This work investigates the minimax sample complexity of multi-calibration in the batch setting—specifically, the minimum number of samples required to achieve expected calibration error (ECE) at most ε uniformly over a given class of groups. By constructing randomized predictors via online-to-batch conversion and employing minimax analysis, the authors develop a unified framework applicable to weighted Lₚ multi-calibration (1 ≤ p ≤ 2) and elicitable properties such as expectiles and bounded-density quantiles. Their main contributions include establishing a Θ̃(ε⁻³) sample complexity when |G| ≤ ε⁻ᵏ for any κ > 0—significantly higher than the Θ̃(ε⁻²) rate for marginal calibration—and revealing a sharp threshold at κ = 0 where the complexity transitions from ε⁻² to ε⁻³. They also provide tight upper and lower bounds with exponent 3/p for Lₚ metrics, precisely characterizing the complexity in both batch and online settings.

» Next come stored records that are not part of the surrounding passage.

PR #248, opened 2026-09-21
Simple setup-common script output logging

dennis-behm:
# Summary

Introduces a logging setup function to the common setup script that automatically captures all terminal output (stdout and stderr) to a timestamped log file during setup execution. The log file is created under a dedicated `setup-logs` directory and is teed to the terminal so output remains visible in real time. Logging is skipped for help-related invocations.

# Files Changed

📄 `.setup/setup-common.sh`

Adds a new `setup_logging()` function that:
- Resolves a log root directory using `$BANK_OF_Z_WORK_DIR` (falling back to `$BANK_DIR`) and creates a `setup-logs` subdirectory if it does not already exist.
- Generates a timestamped log file name (e.g., `setup-20240101-120000.log`) to uniquely identify each run without per-line overhead.
- Redirects both stdout and stderr through `tee` so output is simultaneously written to the log file and displayed in the terminal.
- Prints an informational message indicating the active log file path.

The `main()` function is also updated to call `setup_logging()` immediately after detecting the execution mode, but only when a non-help phase is provided, ensuring that `-h`, `--help`, and `help` invocations are not affected.


.setup/setup-common.sh
```diff
@@ -543,6 +543,25 @@ print_usage() {
     echo "  IMS_DISABLED   Set to true to skip IMS-specific tests"
 }
 
+#########################################################
+# Logging setup
+#########################################################
+setup_logging() {
+    # Default log root: $BANK_OF_Z_WORK_DIR/setup-logs (falls back to $BANK_DIR/setup-logs)
+    local log_root="${BANK_OF_Z_WORK_DIR:-$BANK_DIR}/setup-logs"
```
chrishodgins: Do we need this fall-back? The `BANK_OF_Z_WORK_DIR` is set in `detect_bank_of_z_location` to the parent directory of `BANK_DIR`. If this is a grub setup, I'm not sure if the `setup-logs` directory would get deleted or not on the next sync.

Looking at my current `BANK_OF_Z_WORK_DIR` there is already a logs directory created by dbb and wazi-deploy. Maybe this should be set to `"${BANK_OF_Z_WORK_DIR:-$BANK_DIR}/logs/setup-boz"` or similar? 

We could consider defining a `sandbox.log_dir` variable in config.yaml and use that with `dbb_log_dir`/`deploy_log_dir` but that might be overkill.

.setup/setup-common.sh
```diff
@@ -543,6 +543,25 @@ print_usage() {
...
+    mkdir -p "$log_root"
+
+    local timestamp
+    timestamp=$(date '+%Y%m%d-%H%M%S')
+    LOG_FILE="${log_root}/setup-${timestamp}.log"
+
+    # Tee stdout+stderr to the log file while keeping terminal output intact.
+    # The timestamp is encoded in the log file name; no per-line overhead.
+    exec > >(tee -a "$LOG_FILE") 2>&1
```
chrishodgins: I suspect this doesn't interfere with the stdout/stderr redirection in the other child setup scripts as I doubt you would have any logs back but it might be worth a check if you haven't already.

chrishodgins (approved):
Change looks fine but I've left a few questions to consider.

PR #131, opened 2016-12-01
Disallow '[' and ']' in prefix & overquote it

### LINKED ISSUE #128: malformed input file can hang flex
The attached file will hang flex, probably causing it to be stuck in an infinite loop. It's only one line, so it can also easily be tested on the command line:
```
echo '%option 8bit prefix="yywrap%"' | flex
```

We study the minimax sample complexity of multicalibration in the batch setting. A learner observes $n$ i.i.d. samples from an unknown distribution and must output a (possibly randomized) predictor whose population multicalibration error, measured by Expected Calibration Error (ECE), is at most $\varepsilon$ with respect to a given family of groups. For every fixed $κ> 0$, in the regime $|G|\le \varepsilon^{-κ}$, we prove that $\widetildeΘ(\varepsilon^{-3})$ samples are necessary and sufficient, up to polylogarithmic factors. The lower bound holds even for randomized predictors, and the upper bound is realized by a randomized predictor obtained via an online-to-batch reduction. This separates the sample complexity of multicalibration from that of marginal calibration, which scales as $\widetildeΘ(\varepsilon^{-2})$, and shows that mean-ECE multicalibration is as difficult in the batch setting as it is in the online setting, in contrast to marginal calibration which is strictly more difficult in the online setting. In contrast we observe that for $κ= 0$, the sample complexity of multicalibration remains $\widetildeΘ(\varepsilon^{-2})$ exhibiting a sharp threshold phenomenon. More generally, we establish matching upper and lower bounds, up to polylogarithmic factors, for a weighted $L_p$ multicalibration metric for all $1 \le p \le 2$, with optimal exponent $3/p$. We also extend the lower-bound template to a regular class of elicitable properties, and combine it with the online upper bounds of Hu et al. (2025) to obtain matching bounds for calibrating properties including expectiles and bounded-density quantiles.